Start of Material for this task

PR #391, opened 2021-04-19
First version of SensitiveTerms spam plugin.

yongyan-gh:


Src/Plugins/SensitiveTerms/SEC106.SensitiveTerms.json
```diff
@@ -0,0 +1,138 @@
+{
+  "ValidatorsAssemblyName": "SensitiveTerms.dll",
+  "SharedStringsFileName": "SensitiveTerms.SharedStrings.txt",
+  "Definitions": [
+    {
+      "Id": "SEC106/001",
```
michaelcfanning, line 6: Do not set the ID here, it is unnecessary: each match expression already sets its id.

Src/Plugins/SensitiveTerms/SEC106.SensitiveTerms.json
```diff
@@ -0,0 +1,138 @@
...
+      "Name": "DoNotUseSensitiveTerms.Accessibility",
+      "Level": "Warning",
```
michaelcfanning, line 8: >Warning [](http://example.com/codeflow?start=16&length=7)

"Warning" is a default (or it should be) so no need to express it directly.

Src/Plugins/SensitiveTerms/SEC106.SensitiveTerms.json
```diff
@@ -0,0 +1,138 @@
...
+      "FileNameAllowRegex": "$SourceFiles",
```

End of Material for this task

(What to produce): Your answer should consist of the lines above that hold the word "michaelcfanning", copied exactly.

(Response below):
michaelcfanning, line 6: Do not set the ID here, it is unnecessary: each match expression already sets its id.
michaelcfanning, line 8: >Warning [](http://example.com/codeflow?start=16&length=7)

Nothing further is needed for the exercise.